Although no statistical significance was reached in the gene-wise analysis, these results can be viewed as a prioritization list for possible association to HR among HF patients with HFrEF. Similarly, the many additional individual SNPs that were in the range of possible interest for association with HR (i.e., having P values < 10−6.) may be of value for future investigation. A high proportion of these loci seemed specific to AA. This could be due to a higher number of SNPs in AA, statistical chance, or perhaps because HR is under a stronger genetic influence in this group of patients. The analysis of very low EF (< 35%) yielded two additional SNPs of interests, rs76008716 and rs57957360, which were very near statistical significance (P = 5.4 × 10−8). These loci are located in an intergenic region on chromosome 5 and are of unclear biological significance at this point. The results of this much smaller subcohort should be interpreted with caution until validated externally.
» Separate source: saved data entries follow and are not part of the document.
PR #373, opened 2022-02-15
Add scope() to DataFrame.flatten

bryevdv:
Was seeing 
> cuDF failure at: /opt/rapids/node/.cache/source/cudf/0820b596e5c87006d5cc7553042c1927fe7132e3/cpp/src/column/column_view.cpp:55: Null data pointer.

until `this` was added to `doNotDispose` in the outer call to `scope`, which I suppose makes sense given the reduction involving columns of `this`, but is also slightly annoying.

### DIFF
--- a/modules/cudf/src/data_frame.ts
+++ b/modules/cudf/src/data_frame.ts
@@ -548,16 +548,16 @@ export class DataFrame<T extends TypeMap = any> {
                    const table = includeNulls ? df.asTable().explodeOuter(i, mr)  //
                                               : df.asTable().explode(i, mr);
                    return DataFrame.fromTable(table, this.names as any);
-                 }, [df]) as any;
+                 }, [this]) as any;
         },
         new DataFrame<{
           // clang-format off
-        [P in R | keyof T]:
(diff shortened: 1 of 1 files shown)


trxcllnt (changes requested):
I think we do want to dispose the intermediate DFs created by each loop of `reduce()`, but not the source or final DF.

I think something like this should work?

```typescript
    return listColumnIndices.reduce(
      (df, i, j, a) => {
        return scope(() => {
          const mr    = j === a.length - 1 ? memoryResource : undefined;
          const table = includeNulls ? df.asTable().explodeOuter(i, mr)  //
                                     : df.asTable().explode(i, mr);
          return DataFrame.fromTable(table, this.names as any);
        }, [this]) as any;
      },
      new DataFrame<{
        // clang-format off
      [P in R | keyof T]:
        P extends R
        ? T[P] extends List
          ? ListChild<T[P]>
          : T[P]
        : T[P]
        // clang-format on
      }>(this._accessor as any));

```

trxcllnt (approved):

PR #374, opened 2022-02-15
Add DedupedEdgesGraph

bryevdv:
Adds a `DedupedEdgesGraph` subclass of `Graph` that automatically removes duplicate edges. Spectral clustering algorithms that assume deduped edges are moved as well.

cc @trxcllnt once you are :+1: on the API, I'd like to flesh out the graph.ts tests more, they are currently a bit sparse in general.


trxcllnt (approved):

bryevdv:
OK, I also cleaned up and slightly expanded the graph tests (split methods into individual tests and compare actual data rather than reprs).

PR #386, opened 2022-04-21
Add readJSON.

thomcom:
This may not be required for the work I'm doing because of the jsonPath/getJSONOjbect that is cudf `String`, but here are the initial bindings, anyway!


thomcom:
Having spent some more time working with `cudf.read_json` I don't think this should be added. It supports JSON poorly enough that any end user would definitely go down a rabbit hole and not have their needs met.

PR #393, opened 2022-05-31
[FEA] Update to Arrow v8.0.0

trxcllnt:


thomcom:
Might as well figure them out on my machine, I'm likely to spend a couple more days refactoring and improving #392.

PR #402, opened 2022-06-28
Fix target/source keymapping

thomcom:
Previously, the index value referred to by a graphology graph `edges` list in the `source` and `target` values was being used to lookup `nodes` according to their position in the `nodes` array. This is incorrect.

This bugfix creates the `key=>index` mapping so that `source` and `target` refer to nodes by their `key` entry, not their list position.

This bugfix also moves the default `index.js` execution of `@rapidsai/demo-api-server` to port `3010`, compatible with the [sigma.js demo](https://www.github.com/jacomyal/sigma.js/pull/1252).

Finally this bugfix adds `.setNullMask` after the `getJSONObject` calls, as spurious entries in the nullmask are occurring there since the original merge https://github.com/rapidsai/node/pull/392

### DIFF
--- a/modules/demo/api-server/util/gpu_cache.js
+++ b/modules/demo/api-server/util/gpu_cache.js
@@ -60,7 +60,7 @@ function json_aoa_to_dataframe(str, dtypes) {
   dtypes.forEach((_, ix) => {
     const get_ix       = `[${ix}]`;
     const parse_result = tokenized.getJSONObject(get_ix);
-    parse_result.setNullMask(1, 0);
+    parse_result.setNullMask([], 0);
     arr[ix] = parse_result.cast(dtypes[ix]);
   });
   const result = new DataFrame(arr);
--- a/modules/demo/api-server/util/gpu_cache.js
+++ b/modules/demo/api-server/util/gpu_cache.js
@@ -29,10 +29,12 @@ function json_key_attributes_to_dataframe(str) {
   const no_open_list = str.split('[\n').gather([1], false);
   const tokenized    = no_open_list.split('},');
   const keys         = tokenized.getJSONObject('.key');
-  arr['key']         = keys.cast(new Int32);
+  keys.setNullMask(1, 0);
+  arr['key'] = keys.cast(new Int32);
   columns.forEach((col, ix) => {
     const parse_result = tokenized.getJSONObject('.attributes.' + columns[ix]);
-    arr[col]           = parse_result.cast(dtypes[ix]);
+    parse_result.setNullMask(1, 0);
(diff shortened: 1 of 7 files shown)


modules/demo/api-server/util/gpu_cache.js
```diff
@@ -28,10 +28,13 @@ function json_key_attributes_to_dataframe(str) {
...
   const no_open_list = str.split('[\n').gather([1], false);
   const tokenized    = no_open_list.split('},');
+  const keys         = tokenized.getJSONObject('.key');
+  keys.setNullMask(1, 0);
+  arr['key'] = keys.cast(new Int32);
   columns.forEach((col, ix) => {
     const parse_result = tokenized.getJSONObject('.attributes.' + columns[ix]);
-    const string_array = Series.new(parse_result);
-    arr[col]           = string_array.cast(dtypes[ix]);
+    parse_result.setNullMask(1, 0);
```
trxcllnt, line 36:
```suggestion
    parse_result.setNullMask([], 0);
```

modules/demo/api-server/util/gpu_cache.js
```diff
@@ -56,8 +60,8 @@ function json_aoa_to_dataframe(str, dtypes) {
   dtypes.forEach((_, ix) => {
     const get_ix       = `[${ix}]`;
     const parse_result = tokenized.getJSONObject(get_ix);
-    const string_array = Series.new(parse_result);
-    arr[ix]            = string_array.cast(dtypes[ix]);
+    parse_result.setNullMask(1, 0);
```
trxcllnt, line 63:
```suggestion
    parse_result.setNullMask([], 0);
```

AjayThorve:
@thomcom not sure if it's because of this PR or the previous one, but I cannot run the demo locally:

```bash
Error: Cannot find module '../util/schema.js'
Require stack:
- /opt/rapids/node/modules/demo/api-server/routes/root.js
```

seems like `./util/schema.js` is missing?

thomcom:
> > @thomcom not sure if it's because of this PR or the previous one, but I cannot run the demo locally:
> > ```shell
> > Error: Cannot find module '../util/schema.js'
> > Require stack:
> > - /opt/rapids/node/modules/demo/api-server/routes/root.js
> > ```
> > 
> > 
> >     
> >       
> >     
> > 
> >       
> >     
> > 
> >     
> >   
> > seems like `./util/schema.js` is missing?
> 
> Oh yeah, that's extremely important, thanks for the catch.

Also @trxcllnt this makes me pretty stressed out because I see that we're not running any tests as part of CI/PR approval?

PR #424, opened 2022-08-31
`api-server` updates for 22.08

thomcom:
Getting onboarded back to `node-rapids`, I revisited `api-server` and `sigma.js` and corrected a few issues.

* Moved the hack for incorrect null counts into .cpp and removed it from .ts
* Touch up `README.md`
* Update Fastify from 3 to 4 due to dependencies.
* Correct client port in docs to 3001
* Enable misordered node/edge sets with `join` and error when they are not aligned.
* Create tests for the above 2 cases.

### DIFF
--- a/modules/cudf/src/column/json.cpp
+++ b/modules/cudf/src/column/json.cpp
@@ -21,10 +21,17 @@ namespace nv {
 
 Column::wrapper_t Column::get_json_object(std::string const& json_path,
                                           rmm::mr::device_memory_resource* mr) {
+  auto options = cudf::strings::get_json_object_options{};
+  options.set_missing_fields_as_nulls(true);
   try {
-    return Column::New(Env(),
-                       cudf::strings::get_json_object(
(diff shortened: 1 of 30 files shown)


modules/cudf/src/column/json.cpp
```diff
@@ -21,16 +21,16 @@ namespace nv {
 
 Column::wrapper_t Column::get_json_object(std::string const& json_path,
                                           rmm::mr::device_memory_resource* mr) {
+  auto options = cudf::strings::get_json_object_options{};
+  options.set_missing_fields_as_nulls(true);
```
trxcllnt, line 25: I don't think we want this? This'll set null fields to `'null'`.

trxcllnt: Or rather, we probably do want this but we want it to be an option the user can specify from JS.

thomcom:
I think this is ready to merge.

trxcllnt (approved):

PR #436, opened 2022-10-05
React/regl client app for displaying point-in-polygon point clouds.

thomcom:
This app will display 2d point clouds that are returned from an `api-server` I/O routine.

The app will display a background image that scales and translates with the GL view, displaying points that are contained within the viewport and culling the rest.

Part of the demo will provide an option to disable view translation but retain the viewport culling, so that points are culled from the center of the display, demonstrating the culling.

Steps remaining:
- [ ] Add mouseEvents for translation and scale
- [ ] Bind translation and scale to GL view
- [ ] Bind translation and scale to background image
- [ ] Add a large datasource to `api-server`
- [ ] Add an `api-server` endpoint to feed data via arrow
- [ ] Load points buffer in app via arrow
- [ ] Introduce some kind of legend
- [ ] Introduce an options control panel opposite to legend.


modules/demo/particles/yarn.lock
```diff
@@ -0,0 +1,4903 @@
+# THIS IS AN AUTOGENERATED FILE. DO NOT EDIT THIS FILE DIRECTLY.
```
trxcllnt, line 1: should remove this file before merging

yarn.lock
```diff
@@ -7241,9 +7241,15 @@ fast-json-stringify@^2.5.2:
     string-similarity "^4.0.1"
 
 fast-json-stringify@^5.0.0:
+<<<<<<< HEAD
```
trxcllnt, line 7244: bad merge?

thomcom: Yes, already cleaned it up.

PR #473, opened 2025-10-18
# [FEA] Support ARM64 & update to RAPIDS 25.02, CUDA 12.8, Ubuntu 24.04 - Phase 1

aucahuasi:
Modernizes node-rapids to RAPIDS 25.02, CUDA 12.8, and Ubuntu 24.04 with ARM64 (aarch64) support for GH200 Grace Hopper platforms.

## Changes

* Update to RAPIDS 25.02, CUDA 12.8, Ubuntu 24.04, Python 3.12
* Add ARM64 (aarch64) support alongside x86_64
* Update Arrow 9.0.0 to 19.0.0 (enable S3, Acero)
* Update nvcomp 2.4.1 to 4.2.0.11 with ARM64 binaries
* Update build system: cmake-js 7.3.1, node-gyp 10.2.0, CMake 3.30.5
* Update TypeScript 4.5.5 to 5.3.3, Jest 26.5.3 to 29.7.0
* Update @typescript-eslint 5.30.0 to 6.21.0 for TypeScript 5.3 compatibility
* Update RMM bindings for RAPIDS 25.02 API changes (`thrust::optional` to `std::optional`, removed deprecated methods)
* Remove BlazingSQL module (abandoned upstream)

## Testing

Phase 1 modules (`core`, `cuda`, `rmm`) all passing tests on Ubuntu 24.04 (x86_64 and ARM64), CUDA 12.8, Python 3.12, Node.js 16.15.1.

**Phase 2** (separate PR) will address `cudf` module with its significant RAPIDS 25.02 API changes. Node.js version was kept at 16.x for this phase; Phase 2 may target Node.js 20.x depending on testing and compatibility requirements.


modules/sql/.vscode/launch.json
trxcllnt, line 1: Does this update remove the blazingsql bindings? That makes me sad 😢

modules/core/bin/install-deps/debian.sh
```diff
@@ -101,7 +101,7 @@ if [ -n "$APT_DEPS" ]; then
     sudo apt update
     sudo apt install -y $APT_DEPS;
     if [ -n "$INSTALLED_CLANGD" ]; then
-        sudo update-alternatives --install /usr/bin/clangd clangd /usr/bin/clangd-17 100
+        sudo update-alternatives --install /usr/bin/clangd clangd /usr/bin/clangd-12 100
```
trxcllnt: clangd-12 is incredibly old and likely broken for modern CUDA. clang-format-12 will also most likely regress from clang-format-17, which is not ideal. Is there a reason we're downgrading these?

aucahuasi: Good catch, this was part of my old tests, I updated it to `clang 18` (which is compatible with `ubuntu 24.04`)

modules/sql/.vscode/launch.json
aucahuasi: I share your sadness about removing BlazingSQL. As you know, I was the first technical engineer and tech lead at BlazingSQL for years, and we collaborated on some great work together back in the early RAPIDS/cuDF days.

Since it's unmaintained upstream, I wasn't sure whether to try porting it or remove it. This PR is already complex with `ARM64` + `RAPIDS 25.02` + `CUDA 12.8` + `Ubuntu 24.04`.

What's the RAPIDS team's policy: should unmaintained modules stay but be disabled, or is removal the right approach?

trxcllnt: Yeah I understand why you removed it. We'd been [using a fork](https://github.com/rapidsai/node/blob/968e09ba16fafee650d79213708a7154d37d873d/modules/core/cmake/Modules/ConfigureBlazingSQL.cmake#L46) I maintained and updated as necessary to match changes in libcudf. It wasn't difficult, but I imagine it would be a large amount of work to get it up to this libcudf version.

aucahuasi:
I've successfully updated the toolchain (`LLVM 18`, `GCC 13`, `sccache 0.10.0`, `Node.js 16.20.2`) and tested the `core`, `cuda`, and `rmm` modules in the devel container. Everything builds and runs correctly with `CUDA 12.8`.

A couple of questions:

1. **Version bumping**: Should external contributors handle version updates across the monorepo, or do you prefer to manage this during your release process?
2. **Packages workflow**: The `yarn docker:build:devel:packages` command fails trying to access `S3` credentials. Is this workflow meant for RAPIDS internal use only, or should external contributors be able to run it? If the latter, the `package.Dockerfile` would need to support local-only `sccache` (currently `sccache 0.10.0` tries AWS autodiscovery even with empty `S3` config).

For now, I've verified the modules build and work in the devel container. Let me know what else you need for review!

trxcllnt:
@aucahuasi thanks for this PR, I'll try to review it this weekend. Typically we'd update the RAPIDS version across all the projects, but I should be able to handle that. There's also some housekeeping tasks, like sccache, that I can tackle.

I'll push any updates to this branch if you don't mind, then approve and merge once I've double checked everything still works on my end.

aucahuasi:
> @aucahuasi thanks for this PR, I'll try to review it this weekend. Typically we'd update the RAPIDS version across all the projects, but I should be able to handle that. There's also some housekeeping tasks, like sccache, that I can tackle.
> 
> I'll push any updates to this branch if you don't mind, then approve and merge once I've double checked everything still works on my end.

Thanks @trxcllnt! That's perfect! Please go ahead and push any updates to the branch. I appreciate you handling the version updates and `sccache` configuration.

For context on the `Node.js 16.20.2` choice: it aligns with our production environment requirements for `ARM64/GH200` integration work.

Let me know if you need any additional work/testing or info from my end!

package.json
```diff
@@ -130,41 +129,8 @@
...
-    "**/@math.gl/core": "3.6.3",
-    "**/apache-arrow": "^9.0.0",
-    "**/gl-matrix": "3.4.3",
-    "**/jsdom": "16.6.0",
-    "**/math.gl": "3.6.3",
-    "**/mjolnir.js": "2.7.1",
-    "**/maplibre-gl": "2.4.0"
+    "@types/babel__traverse": "~7.14.0",
+    "**/@types/minimatch": "5.1.2"
   },
```
trxcllnt, line 134: @aucahuasi was there a reason to remove these pins from the workspace? We had these because it's very easy for npm to install incompatible variations of these modules that break when different versions are loaded at runtime, so we needed to enforce the same versions in all node_modules.

aucahuasi: No reason, I think I could not build at that moment and that made the trick! I don't see any reason not to keep those if we want it, I can re-create the dev env to test again and revert that change.

trxcllnt:
Closing in favor of https://github.com/rapidsai/node/pull/474 (which includes the commits in this PR). Thanks again @aucahuasi!

PR #339, opened 2021-11-04
ControllerGetVolume should report abnormal volume condition if volume…

### LINKED ISSUE #338: ControllerGetVolume should report abnormal volume condition if volume is not found
If volume is not found, ControllerGetVolume should return abnormal volume condition rather than return nil.

https://github.com/kubernetes-csi/csi-driver-host-path/blob/v1.7.3/pkg/hostpath/controllerserver.go#L466

zhucan:
… is not found

Signed-off-by: zhucan <zhucan.k8s@gmail.com>

**What type of PR is this?**
/kind bug

ControllerGetVolume should report abnormal volume condition if volume is not found

Fixes #338 

```release-note
ControllerGetVolume should report abnormal volume condition if volume is not found
```

### DIFF
--- a/pkg/hostpath/controllerserver.go
+++ b/pkg/hostpath/controllerserver.go
@@ -463,7 +463,18 @@ func (hp *hostPath) ControllerGetVolume(ctx context.Context, req *csi.Controller
 
 	volume, err := hp.state.GetVolumeByID(req.GetVolumeId())
 	if err != nil {
-		return nil, err
+		// ControllerGetVolume should report abnormal volume condition if volume is not found
+		return &csi.ControllerGetVolumeResponse{
+			Volume: &csi.Volume{
+				VolumeId: req.GetVolumeId(),
+			},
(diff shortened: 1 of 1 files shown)


humblec:
Cc @xing-yang

pkg/hostpath/controllerserver.go
```diff
@@ -463,7 +463,17 @@ func (hp *hostPath) ControllerGetVolume(ctx context.Context, req *csi.Controller
 
 	volume, err := hp.state.GetVolumeByID(req.GetVolumeId())
 	if err != nil {
-		return nil, err
+		return &csi.ControllerGetVolumeResponse{
```
xing-yang, line 466: Can you add a comment here?  Otherwise it is not clear why it is handled this way.

```
# ControllerGetVolume should report abnormal volume condition if volume is not found
```

zhucan: done

PR #344, opened 2022-01-18
Fix options for volume expansion

gnufied:
Adds new options to control volume expansion.

Also deprecate existing `-node-expand-required` option which was bit weirdly named.


pohly (approved):
/lgtm
/approve

PR #314, opened 2021-06-14
Advertise SINGLE_NODE_MULTI_WRITER capability

chrishenzie:
**What type of PR is this?**
/kind cleanup

**What this PR does / why we need it**:
Updates the CSI spec version to v1.5.0, which includes support for `SINGLE_NODE_SINGLE_WRITER` and `SINGLE_NODE_MULTI_WRITER` access modes.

This study has several limitations. First, it is derived from a single center cohort of modest size for a GWAS. Mitigating this is that we are modeling a continuous variable as endpoint which provides more statistical power compared to dichotomous or event-driven analyses. In terms of phenotype, ECG was not performed on the day of enrollment in our study, and pulse rate was used as our HR measure. For most patients, pulse rate should be a reliable measure of HR but this may have differences compared to ECG-derived measures. Moreover, the lack of an ECG makes it impossible for us to state with certainty that subjects were in sinus rhythm at the time of assessment, but we have worked hard to mitigate this risk, including additional analyses excluding patients with any history of atrial arrhythmia. Another potential concern is that we used EF < 50% as enrollment criteria to categorize patients as HFrEF. While this is no longer the standard, it was so at the time of the study initiation and we performed additional analyses to assess any potential impact. Finally, while we adjusted for beta-blocker exposure, we did not have an actual level the day of enrollment. Despite this, the medication exposure metric used has been previously shown to correlate to clinical outcomes and inversely correlate with HR [25] and thus is likely to be a good estimate of true exposure.

Conclusions

In summary, HR in the setting of HFrEF appears to be impacted by genetic factors. One previous candidate gene was confirmed in the setting of HFrEF (GJA1), and GWAS of HR identified several novel genomic loci associated with HR, particularly a statistically significant peak in the gene CELSR1. These novel candidate genes for HR in the setting of HFrEF require additional investigation and validation.